I have a 7.5 straight blade fisher Minute Mount. I need to replace the cutting edge. They come in three different thicknesses 3/8", 1/2", and 5/8". 

I do all driveways and a lot of back dragging, so I was going to buy the thickest one thinking the extra weight would help with backdragging...

But the parts guy told me he thought the 5/8" was overkill and way too thick.

The prices aren't too different $120, $150, $200

Any suggestions about what thickness is best? Will it make any difference? Etc.

Thanks.


----------



## nepatsfan (Sep 16, 2004)

i always buy 5/8 so they last longer


----------



## Mark Oomkes (Dec 10, 2000)

Size does matter.


----------



## alohazabel (Dec 9, 2013)

thats what I figured, but I don't know why the dealer was trying to steer me away from the 5/8" That extra 40 or 50 lbs isn't going to hurt anything, is it?


----------



## peteo1 (Jul 4, 2011)

No it wont. He's steering you towards the thinner one so you wear it out quicker so you can but another one


----------



## BUFF (Dec 24, 2009)

alohazabel;1928591 said:


> thats what I figured, but I don't know why the dealer was trying to steer me away from the 5/8" That extra 40 or 50 lbs isn't going to hurt anything, is it?

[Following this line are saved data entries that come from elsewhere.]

PR #430, opened 2019-03-21
default-applications: Improve UI accessibility

cwendling:
Replace plain labels with frames as those properly group and label
their contents for assistive technologies.

There are no visual changes.

### DIFF
--- a/capplets/default-applications/mate-default-applications-properties.ui
+++ b/capplets/default-applications/mate-default-applications-properties.ui
@@ -1,5 +1,5 @@
 <?xml version="1.0" encoding="UTF-8"?>
-<!-- Generated with glade 3.20.0 -->
+<!-- Generated with glade 3.22.1 -->
 <interface>
   <requires lib="gtk+" version="3.14"/>
   <!-- interface-license-type gplv2 -->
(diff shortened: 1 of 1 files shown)


raveit65:
Looks like before with all our themes and HighContrast themes, so i don't get what your plan is with this commit.
Any way, seems OK.

cwendling:
> Looks like before with all our themes and HighContrast themes, so i don't get what your plan is with this commit.

The goal was to get a semantic structure so assistive technologies like a screen reader can tell that for example "Web Browser" labels the combo box beneath it.  Without this, it's just a list of widgets with no relations between them, and thus a screen reader can't tell what's the purpose of which combo box.
With this change, "Web Browser" becomes the label of the container that has the web browser combo box as one of its children, and thus the screen reader can tell what's what.

Basically, before the change, the widget tree looked like this:
```
Internet Notebook Page
|- Label ("Web Browser")
|- Box
|  |- Image
|  \- Combo Box
|- Label ("Mail Reader")
\- Box
   |- Image
   \- Combo Box
```

Now:
```
Internet Notebook Page
|- Frame ("Web Browser")
|  \- Box
|     |- Image
|     \- Combo Box
\- Frame ("Mail Reader")
   \- Box
      |- Image
      \- Combo Box
```

As you see, before the change labels and boxes are at the same level.  Now, boxes are children of frames, which are properly labeled.

This has the advantage over simply creating a relation between the label and the combo box that this method gives *context* to the children widgets, and so e.g. a screen reader can avoid repeating the label for each children, yet knows the relation for all of them so can speak it when appropriate (e.g. when context changes).

PR #444, opened 2019-05-12
Fix the icon sizes in Preferred Applications selector

### LINKED ISSUE #358: Default Applications shows icons at different sizes, causing misalignment
#### Actual behaviour

sil-1009810219822665728-dgorbd1xuael8-s

#### Expected behaviour

The dropdown lists should be the same width.

Open "Preferred Applications".

Whether this problem exhibits is probably dependent on icon themes, but the basic issue is that the icons should be displayed at the same width, regardless. It would be fine I think to display a smaller icon inside an invisible box the width of a larger icon, but the key point is that the dropdown lists not lining up looks ugly.

I think this is fixable in `mate-control-center/master/capplets/default-applications/mate-default-applications-properties.ui` but I'm not sure how best to tell a Gtk Image to always be a certain explicit width and to display the "actual" image centred in that width, or whether there's a better way to solve it.

#### MATE general version

1.20.1.

#### Package version

1.20.2-2ubuntu1

#### Linux Distribution

Ubuntu 18.04.

tamplan:
Fixes #358

### DIFF
--- a/capplets/default-applications/mate-da-capplet.c
+++ b/capplets/default-applications/mate-da-capplet.c
@@ -302,7 +302,8 @@ refresh_combo_box_icons(GtkIconTheme* theme, GtkComboBox* combo_box, GList* app_
 				          ICONAME_COL, &icon_name,
 				          -1);
 
-		pixbuf = gtk_icon_theme_load_icon(theme, icon_name, 22, 0, NULL);
+		GtkIconInfo* icon_info = gtk_icon_theme_lookup_icon (theme, icon_name, 22, GTK_ICON_LOOKUP_FORCE_SIZE);
+		pixbuf = gtk_icon_info_load_icon(icon_info, NULL);
 
 		gtk_list_store_set(GTK_LIST_STORE(model), &iter,
 				PIXBUF_COL, pixbuf,
@@ -330,7 +331,7 @@ static struct {
 	{"mobility_image",     "preferences-desktop-accessibility"},
 	{"messenger_image",    "user-idle"},
 	{"filemanager_image",  "file-manager"},
-	{"imageviewer_image",  "image-x-generic"},
+	{"imageviewer_image",  "eom"},
 	{"video_image",        "video-x-generic"},
 	{"text_image",         "text-editor"},
 	{"terminal_image",     "terminal"},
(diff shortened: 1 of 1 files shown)


raveit65:
This looks better:)
I will test it.

raveit65:
Icons are looking fine, i am only wondering why i can't select eom anymore as image-viewer?

flexiondotorg:
I don't experience the missing icon for Firefox in Ubuntu MATE, only image-viewer isn't being found.

raveit65:
Ok, we need to update desktop file of eom.
Editing `MimeType` entry helps a lot.
```
-MimeType=image/*;
+MimeType=image/bmp;image/jpeg;image/gif;image/png;image/tiff;image/x-bmp;image/x-ico;image/x-png;image/svg+xml;
```
and updating desktop database
`update-desktop-database -v /usr/share/applications/`
makes eom selectable in mate-default-applications-properties.

Note: this is an example. We need to check which `MimeTypes` eom supports.

Firefox is selectable here.

raveit65:
> only image-viewer isn't being found.

Gthumb or Gimp is being find out of box here.

capplets/default-applications/mate-da-capplet.c
```diff
@@ -330,7 +331,7 @@ static struct {
 	{"mobility_image",     "preferences-desktop-accessibility"},
 	{"messenger_image",    "user-idle"},
 	{"filemanager_image",  "file-manager"},
-	{"imageviewer_image",  "image-x-generic"},
+	{"imageviewer_image",  "eom"},
```
monsta: Was it needed to change this icon name? Most icon themes out there don't have a `eom` icon...

tamplan: Hi,
Because Eye Of Mate is part of Mate Desktop, nothing else.

Regards

lukefromdc:
In fact,  EOM has been one of the problem apps that has often
disappeared not only as the chosen default but from the right-click
menu im caja as well. Sometimea my first sign of this has been an image
opening in GIMP by surprise when clicked on.

capplets/default-applications/mate-da-capplet.c
rbuj: The icon-name should be reverted to "image-x-generic", like "video-x-generic" and "audio-x-generic". Those icons are the generic mime types which can be opened using its default application, the user sets that in the tab below.

Captura de pantalla a 2019-06-07 23-54-41

eom isn't displayed in the list of image viewers like eog does. It's an eom issue.

tamplan: Hi,

Atril is the default office file viewer and purposed like this because it's part of the Mate Desktop, his icon is used in the GUI. In previous version of the PR, i purpose to use another generic icon (not the correct icon sure) and keep the "image-x-generic" too.

I think EOM should be presented like Atril so i purpose to use his icon too for the GUI.

Regards

rbuj: See https://github.com/mate-desktop/mate-control-center/pull/451

tamplan: Ok, seen.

The only disadvantage with the 5/8" could be the extra weight if you deal with wet snow.


----------



## plowguru (Oct 16, 2001)

Depending on what truck you have you may want to stay away from the heavier 5/8". If you have a 1/2 ton, take a look at the front end rating (GAWR) on the door jam sticker. When the blade is raised, it very likely overloads the front end. Not sure you would want to add to potential front end failures or possible accident due to overloading. If you want to check this, put your blade on and go to the nearest weigh station,. Drive on the scale with just the front wheels and have them print out the weight of the front wheels with the blade lifted. Then look at your certification sticker to see what the maximum load (GAWR Front) should be. Don't be surprised if its already overloaded!


----------



## Brian Young (Aug 13, 2005)

I would definitely stay away from the whimpy 3/8". Even a 1/2" would last for a good while if your just doing driveways. We run 1/2" on our v blades doing a mix of com. and residential and we get about a season and a half on each edge before they start getting too close. I usually have them switched out when there's about 2-3" left before the bolts. I would go for the 5/8 if there's no issues which I doubt there would be.


----------



## alohazabel (Dec 9, 2013)

*thanks to all*

I ended up getting a 1/2" cutting edge

The plow is on a 1/2 ton chevy. I have timbrens, heavy duty tie rods, new shocks, etc, but after talking to a few people,it seemed like 1/2" was the best bet for my truck.

100% of people told me not to waste money on a 3/8" because it would wear out real fast.

If I had a heavy duty truck, I would have gone with a 5/8",....

but since its a half ton, I decided to split the difference and go with the 1/2" which I was told would last a long time, and save a little wear on the front end of the truck.

thanks again for all the input. there are definitely a bunch of smart, experienced people here.


----------